Work to complete:
For the listing below, give the number of lines that include "also" and add nothing to it.
[Exercise data]
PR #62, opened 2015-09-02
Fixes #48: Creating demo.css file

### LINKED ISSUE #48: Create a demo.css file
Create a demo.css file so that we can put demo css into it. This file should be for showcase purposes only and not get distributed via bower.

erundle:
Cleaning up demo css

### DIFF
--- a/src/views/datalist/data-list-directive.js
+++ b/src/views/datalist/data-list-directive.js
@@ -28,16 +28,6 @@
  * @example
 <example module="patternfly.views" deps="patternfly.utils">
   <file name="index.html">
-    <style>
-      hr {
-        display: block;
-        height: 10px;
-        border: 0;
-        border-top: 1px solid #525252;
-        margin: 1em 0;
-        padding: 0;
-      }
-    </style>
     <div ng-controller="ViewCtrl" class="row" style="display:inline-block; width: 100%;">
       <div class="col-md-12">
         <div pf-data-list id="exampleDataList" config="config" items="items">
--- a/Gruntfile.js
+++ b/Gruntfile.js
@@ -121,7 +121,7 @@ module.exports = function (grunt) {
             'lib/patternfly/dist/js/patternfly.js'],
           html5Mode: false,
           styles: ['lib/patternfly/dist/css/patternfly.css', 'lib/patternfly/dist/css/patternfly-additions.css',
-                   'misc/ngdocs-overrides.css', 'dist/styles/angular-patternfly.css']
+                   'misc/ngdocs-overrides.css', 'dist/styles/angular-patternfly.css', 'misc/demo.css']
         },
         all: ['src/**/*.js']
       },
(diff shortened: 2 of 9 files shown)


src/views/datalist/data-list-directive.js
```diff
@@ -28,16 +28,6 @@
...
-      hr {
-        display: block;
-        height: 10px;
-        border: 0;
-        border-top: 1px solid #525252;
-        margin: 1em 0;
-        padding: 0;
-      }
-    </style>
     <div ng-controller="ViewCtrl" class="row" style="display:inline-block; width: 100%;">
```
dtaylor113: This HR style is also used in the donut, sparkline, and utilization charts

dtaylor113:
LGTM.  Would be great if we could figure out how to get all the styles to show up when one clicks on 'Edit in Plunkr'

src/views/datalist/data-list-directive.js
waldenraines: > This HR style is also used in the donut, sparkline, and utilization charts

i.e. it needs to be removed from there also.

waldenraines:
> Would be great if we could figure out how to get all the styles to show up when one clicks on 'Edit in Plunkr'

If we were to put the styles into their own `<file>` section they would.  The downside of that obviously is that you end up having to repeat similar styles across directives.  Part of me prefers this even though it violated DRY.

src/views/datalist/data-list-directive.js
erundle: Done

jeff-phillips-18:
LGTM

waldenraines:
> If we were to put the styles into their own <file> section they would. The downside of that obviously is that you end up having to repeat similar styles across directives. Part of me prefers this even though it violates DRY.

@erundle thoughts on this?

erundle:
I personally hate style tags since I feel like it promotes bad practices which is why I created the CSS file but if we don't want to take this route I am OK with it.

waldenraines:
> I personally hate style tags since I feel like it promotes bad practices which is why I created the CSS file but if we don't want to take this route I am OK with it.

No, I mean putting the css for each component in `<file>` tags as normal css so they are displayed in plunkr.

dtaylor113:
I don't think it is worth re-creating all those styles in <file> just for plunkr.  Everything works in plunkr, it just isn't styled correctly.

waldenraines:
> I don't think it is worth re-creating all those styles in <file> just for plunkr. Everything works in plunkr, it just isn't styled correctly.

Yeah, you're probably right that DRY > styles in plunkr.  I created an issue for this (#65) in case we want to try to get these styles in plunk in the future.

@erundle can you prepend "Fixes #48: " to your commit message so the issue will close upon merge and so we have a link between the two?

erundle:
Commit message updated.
[/Exercise data]
[Exercise data]
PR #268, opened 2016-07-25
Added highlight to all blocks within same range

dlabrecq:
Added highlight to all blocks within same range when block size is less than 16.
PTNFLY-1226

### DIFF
[/Exercise data]
[Exercise data]
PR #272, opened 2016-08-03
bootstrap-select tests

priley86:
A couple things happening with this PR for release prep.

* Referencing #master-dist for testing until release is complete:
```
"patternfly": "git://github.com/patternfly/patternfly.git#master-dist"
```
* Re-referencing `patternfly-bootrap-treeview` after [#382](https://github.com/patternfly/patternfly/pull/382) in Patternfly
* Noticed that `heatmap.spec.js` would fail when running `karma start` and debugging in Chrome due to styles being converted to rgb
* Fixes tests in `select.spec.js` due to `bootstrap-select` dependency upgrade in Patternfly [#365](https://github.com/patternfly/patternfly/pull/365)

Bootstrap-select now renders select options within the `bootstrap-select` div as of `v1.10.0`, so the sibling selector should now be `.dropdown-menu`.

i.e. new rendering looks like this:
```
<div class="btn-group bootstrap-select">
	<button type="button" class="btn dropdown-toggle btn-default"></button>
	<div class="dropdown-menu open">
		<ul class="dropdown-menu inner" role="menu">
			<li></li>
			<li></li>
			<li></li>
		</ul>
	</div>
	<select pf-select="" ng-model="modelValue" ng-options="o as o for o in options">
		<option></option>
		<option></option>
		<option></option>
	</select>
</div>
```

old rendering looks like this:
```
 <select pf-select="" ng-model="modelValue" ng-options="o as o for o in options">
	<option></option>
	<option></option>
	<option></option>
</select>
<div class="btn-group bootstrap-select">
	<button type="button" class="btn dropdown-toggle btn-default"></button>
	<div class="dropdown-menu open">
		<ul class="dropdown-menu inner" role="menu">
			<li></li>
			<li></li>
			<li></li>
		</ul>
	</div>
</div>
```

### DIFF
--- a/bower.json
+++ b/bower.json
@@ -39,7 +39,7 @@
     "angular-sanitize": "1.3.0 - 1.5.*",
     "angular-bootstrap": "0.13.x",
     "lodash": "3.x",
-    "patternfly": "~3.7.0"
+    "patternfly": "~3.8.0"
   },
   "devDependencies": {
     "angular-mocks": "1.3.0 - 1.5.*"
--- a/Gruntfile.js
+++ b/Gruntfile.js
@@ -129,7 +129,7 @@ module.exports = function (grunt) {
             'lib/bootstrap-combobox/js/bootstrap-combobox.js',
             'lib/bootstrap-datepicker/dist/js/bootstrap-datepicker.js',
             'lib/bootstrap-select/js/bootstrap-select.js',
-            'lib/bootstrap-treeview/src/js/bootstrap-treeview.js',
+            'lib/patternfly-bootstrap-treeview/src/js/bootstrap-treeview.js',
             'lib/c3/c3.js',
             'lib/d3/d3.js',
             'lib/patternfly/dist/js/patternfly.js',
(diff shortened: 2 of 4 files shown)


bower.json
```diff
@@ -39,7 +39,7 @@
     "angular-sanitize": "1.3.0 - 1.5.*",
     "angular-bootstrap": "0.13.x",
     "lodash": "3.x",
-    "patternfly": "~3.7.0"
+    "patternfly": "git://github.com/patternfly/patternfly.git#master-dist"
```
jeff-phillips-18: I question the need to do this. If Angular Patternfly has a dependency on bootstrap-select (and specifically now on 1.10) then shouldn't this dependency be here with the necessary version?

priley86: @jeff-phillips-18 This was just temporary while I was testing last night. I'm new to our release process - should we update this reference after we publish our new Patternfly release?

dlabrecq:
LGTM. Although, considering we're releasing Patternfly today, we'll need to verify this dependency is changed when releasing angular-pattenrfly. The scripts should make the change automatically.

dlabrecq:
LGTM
[/Exercise data]
Solution for this task:
3